Action item: Scan the records for the word "private". Return each line where it is found.

Given entries:
PR #3040, opened 2021-05-28
Offline routing

### LINKED ISSUE #3037: Offline Routing race condition
Offline routing is not always working. Sometimes it does not fire a result callback. It turns out that this is caused by race condition for deallocating Native Router instance before it completes its task. As a resolution suggested by NN team - we should store `MapboxNavigationNative.Router` instead of [de]allocating it for each request.

### Steps to reproduce

 1. Run the Example App
 2. Let Ambient cache download tiles a bit
 3. Disable internet connection
 4. try to request a route around your current location

### Expected behavior
Route is created using offline cache

### Actual behavior
Nothing happens

Udumft:
### Description
Resolves #3037 
Fixed a bug where Router was deallocated before it actually schedules a route calculation, which results in callback not being called.

### Implementation
Moved MBNNRouter instance to be a part of Navigator wrapper. Such instance has low overhead of keeping alive, and is recommended by NN to persist it.


bamx23 (approved):

azarovalex (approved):
LGTM

PR #3047, opened 2021-06-02
Fix offline routing

bamx23:
### Description

`Directions.calculateOffline` uses only `path` of Directions URL and no parameters. Even with simple route options, this leads to conflict in Polyline versions and the response will be parsed with a wrong route geometry.

### Implementation

Full URL should be provided to a router.


Udumft (approved):
Thanks for covering this!

PR #3050, opened 2021-06-03
Fixing Navigation end event loss of cancelling

Udumft:
vk-694-cancel-event-loss: added forcing EventsManager datasource to o……verride nilling weak reference during deallocation.

### Description
Resolves an issue, where `Navigation end` event was not logged if trips was cancelled.

### Implementation
Issue is caused by nilling weak reference to a `NavigationService` during it's deinit stage. To avoid that I've added forcing a strong reference during event logging.

### DIFF
--- a/Sources/MapboxCoreNavigation/NavigationEventsManager.swift
+++ b/Sources/MapboxCoreNavigation/NavigationEventsManager.swift
@@ -22,7 +22,23 @@ open class NavigationEventsManager {
     
     var outstandingFeedbackEvents = [CoreFeedbackEvent]()
     
-    weak var dataSource: EventsManagerDataSource?
+    func withBackupDataSource(_ forcedDataSource: EventsManagerDataSource, action: () -> Swift.Void) {
+        backupDataSource = forcedDataSource
+        action()
+        backupDataSource = nil
+    }
+    
+    private var backupDataSource: EventsManagerDataSource?
+    private weak var _dataSource: EventsManagerDataSource?
+    var dataSource: EventsManagerDataSource?
+    {
+        get {
+            return _dataSource ?? backupDataSource
+        }
+        set {
+            _dataSource = newValue
+        }
+    }
     
     /**
      Indicates whether the application depends on MapboxNavigation in addition to MapboxCoreNavigation.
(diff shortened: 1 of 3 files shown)


Sources/MapboxCoreNavigation/NavigationService.swift
```diff
@@ -266,7 +266,9 @@ public class MapboxNavigationService: NSObject, NavigationService {
     
     deinit {
         suspendNotifications()
-        endNavigation()
+        eventsManager.withBackupDataSource(self) {
```
bamx23, line 269: Looks too hacky, but I can't really come to a better solution. Making `dataSource` strong seems to be even worse.

Sources/MapboxCoreNavigation/NavigationEventsManager.swift
```diff
@@ -22,7 +22,23 @@ open class NavigationEventsManager {
     
     var outstandingFeedbackEvents = [CoreFeedbackEvent]()
     
-    weak var dataSource: EventsManagerDataSource?
+    func withBackupDataSource(_ forcedDataSource: EventsManagerDataSource, action: () -> Swift.Void) {
```
bamx23, line 25:
```suggestion
    func withBackupDataSource(_ forcedDataSource: EventsManagerDataSource, action: () -> Void) {
```

Sources/MapboxCoreNavigation/NavigationService.swift
```diff
@@ -266,7 +266,9 @@ public class MapboxNavigationService: NSObject, NavigationService {
...
+            endNavigation()
```
bamx23, line 270: NIT: A potential issue might be if there are async operations inside

bamx23 (approved):

Sources/MapboxCoreNavigation/NavigationService.swift
Udumft: True. But I don't see any better options

Sources/MapboxCoreNavigation/NavigationService.swift
Udumft: Same story...

PR #3055, opened 2021-06-07
Remove some redundant force unwraps

S2Ler:
With this change, the API for `NavigationService` is safer, although it is a breaking change. Would be good to land before RC.

### DIFF
--- a/Sources/MapboxCoreNavigation/NavigationService.swift
+++ b/Sources/MapboxCoreNavigation/NavigationService.swift
@@ -49,12 +49,12 @@ public protocol NavigationService: CLLocationManagerDelegate, RouterDataSource, 
     /**
      The router object that tracks the user’s progress as they travel along a predetermined route.
      */
-    var router: Router! { get }
+    var router: Router { get }
     
     /**
      The events manager, responsible for all telemetry.
      */
-    var eventsManager: NavigationEventsManager! { get }
+    var eventsManager: NavigationEventsManager { get }
     
     /**
      The route along which the user is expected to travel, plus its index in the `RouteResponse`, if applicable.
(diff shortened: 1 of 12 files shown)


ShanMa1991 (approved):

Sources/MapboxCoreNavigation/NavigationService.swift
```diff
@@ -148,12 +152,12 @@ public class MapboxNavigationService: NSObject, NavigationService {
     /**
      The active router. By default, a `RouteController`.
      */
-    public var router: Router!
+    public var router: Router { _router! }
```
S2Ler, line 155: `router` is set after `super.init` so it is "safe" to make it non-optional. If it can crash it will crash in init method.

1ec5: I like this approach of keeping the implicitly unwrapped optional but making it an internal implementation detail instead of exposing it to developers.

Sources/MapboxCoreNavigation/NavigationService.swift
```diff
@@ -148,12 +152,12 @@ public class MapboxNavigationService: NSObject, NavigationService {
...
     
     /**
      The events manager. Sends telemetry back to the Mapbox platform.
      */
-    public var eventsManager: NavigationEventsManager!
+    public var eventsManager: NavigationEventsManager { _eventsManager! }
```
1ec5, line 160: This and other changes to the public API in this pull request are technically backwards-incompatible, since it’s possible for application code to perform a `nil` check that would compile previously but not anymore. A short blurb in the changelog about these properties would be nice.

1ec5 (approved):

Sources/MapboxCoreNavigation/NavigationService.swift
S2Ler: Can't agree more!

Sources/MapboxCoreNavigation/NavigationService.swift
S2Ler: Done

Response to the task:
+    private var backupDataSource: EventsManagerDataSource?
+    private weak var _dataSource: EventsManagerDataSource?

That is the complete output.